I just bought this yesterday. This is the first time I've owned a Gisela and I must say it's a great little plant! Since I live in zone 3, this plant (having been greenhouse grown) is blooming about 2 weeks before most of the Cyps in my garden even start to emerge (though my macranthos is peeking up).

Thanks for looking!


----------



## toddybear (Apr 29, 2007)

Spectacular! I didn't know Hole's sold Cyps! I wonder if any nurseries in Calgary do? I'll be there in 3 weeks.


----------



## Jorch (Apr 29, 2007)

Great cyp! It seems like more and more nurseries are selling cyps  They are addictive little gems :clap:


----------



## Greenpaph (Apr 29, 2007)

Very beautiful and great photos!

thanks


----------



## parvi_17 (Apr 29, 2007)

Thanks everyone! Todd, yes Hole's has quite a nice selection of them. I couldn't tell you about Calgary though...


----------



## NYEric (Apr 29, 2007)

Nice acquisition, keep us posted.


----------



## SlipperFan (Apr 29, 2007)

They are beauties.


----------



## Marco (Apr 29, 2007)

looks great. Thanks Parvi


----------



## kentuckiense (Apr 29, 2007)

Fantastic hybrid! Is it originally a Frosch brand rhizome?


----------



## parvi_17 (Apr 29, 2007)

Kentuckiense, thanks! I wondered that too but I don't know where it originates from.


----------



## fundulopanchax (Apr 30, 2007)

A very nice plant.
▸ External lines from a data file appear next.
Issue #5783, opened 2022-10-22
Pasting multi-line as individual text elements


vjeux:
I'm often in a situation where I want to paste many lines that I would like to treat as individual text element but right now it pastes them as one text element.

Use cases:
* When doing re-orgs, I want to paste a bunch of names collected from somewhere else.
* I'm doing a minecraft challenge to try to get every single item of the game. I want to paste all the remaining items and group them to figure out what are the things I have remaining to do.

Proposal:
* If you paste multiline elements without having anything selected, it creates one text element per line. [New Behavior]
* If you double click to create a text element and paste, it pastes it as a single text element. [Already existing behavior]

dwelle:
> If you paste multiline elements without having anything selected, it creates one text element per line. [New Behavior]

I think we should be a bit more conservative here and ask the user what they want to do (using a dialog similar to when pasting a chart).

vjeux:
We could add the instruction to paste in a single element in the toast message. It’s pretty annoying to have to click on a dialog to paste text imo.

dwelle:
Agreed. So let's try it out without the dialog. And perhaps the toast.

dwelle:
We might also add `Cmd/Ctrl-Shift-V` to force paste as plaintext, which will also prevent pasting as chart and other things in the future.

adarkforce:
May I work on it? 
If I understand well the behaviour should be: 

- If clipboard has a text with multple lines, inform the user with a toast that the text can be copied as single splitted lines
- ```CmdOrCltr+Shift+V``` the element is copied splitted.

Should the behaviour be also implemented for copy/paste of text element:

- Clipboard has a text element
- After the user copied a text element a toast should inform the user that there's the possibility to ```CmdOrCltr+Shift+V``` to paste the splitted text element
- ```CmdOrCltr+Shift+V``` the element is copied splitted.

dwelle:
@adarkforce sure thing!

> If I understand well the behaviour should be:
> 
> * If clipboard has a text with multple lines, inform the user with a toast that the text can be copied as single splitted lines
> * `CmdOrCltr+Shift+V` the element is copied splitted.

Not quite. We'd split into multiple elements automatically. The toast would only say that to not split into multiple lines, you an either paste into an existing text element (editor), or use `Cmd-Shift-V`.

Refer to the below diagram:

[...]

PR #5786, opened 2022-10-23
feat: changed text copy/paste behaviour

adarkforce:
#5783 Changed text copy/paste behaviour by creating one element per line by default and added shortcut to create a single element from multiple lines

## TODOS

- [x] Write tests.
- [x] Improve tests addressing windows/macos differences for copy paste shortcuts.
- [x] Have enough spacing between lines to not make bounding boxes overlap.
- [x] Show plain text paste toast only once per application lifetime.


dwelle:
We can actually still only handle the `paste` event, we just need to know whether shift was pressed which we can't do from the `ClipboardEvent`. So we need to set a flag in the `keydown` event, which occurs before `paste`. It's kinda hacky, but AFAIK not much else we can do (apart from using the async clipboard API as you did, which isn't ideal).

adarkforce (commented):
Yes, it makes sense to have a centralized paste handler and looking for the shiftKey pressed. However setting IS_PLAINTEXT_PASTE to false after 1ms doesn't work on my machine.
What about this at line 1875 of App.tsx?

```
if (
        event[KEYS.CTRL_OR_CMD] &&
        event.key.toLowerCase() === KEYS.V &&
        event.shiftKey
 ) {
        IS_PLAINTEXT_PASTE = true;
} else {
        IS_PLAINTEXT_PASTE = false;
}
```
*edit*
I have realized that this would not be ideal if we could ```paste``` from another source other than key-pressing. That would mean that we should remember every time to set that variabile before calling the pasteFromClipboard function. 
Schermata 2022-10-24 alle 11 58 13

On the other hand the current solution wouldn’t work if we could ``` split-text-paste  ```  from another source other than key-pressing.

Setting the timeout to an higher value won't make us think anymore about that for now, I don't think that there's any human capable of ```Ctrl-Shift-V``` -> ```Ctrl-V```. In less than 100ms I've tested it, it is hard even for mouse clicks :D https://clickspeedtest.com/clicks-per-second.html

DanielJGeiger:
If within the scope of this PR, I would suggest an option for lines to be separate elements, but auto-grouped.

It is such a great hybrid, usually clumping quickly and with great vigor!

Ron


----------



## Eric Muehlbauer (Apr 30, 2007)

Mine is just emerging now...yours is better...oh well.......Eric


----------



## smartie2000 (Apr 30, 2007)

Beautiful one there! 
I should visit hole's....I remember last year I thought about getting some from there


----------



## Heather (May 17, 2007)

We have a bunch of these blooming right now at the garden (for sale) and I had no idea just how small they are in person. I always thought they and also the parviflorums were much much larger blooms because of all the great photos posted here. Who knew!?


----------



## parvi_17 (May 17, 2007)

Hey Heather,

They are quite small aren't they? They're so darn cute though!


----------



## smartie2000 (May 17, 2007)

I saw a bunch of these in bloom at hole's when I got my parviflorum....yea they are quite small in person


----------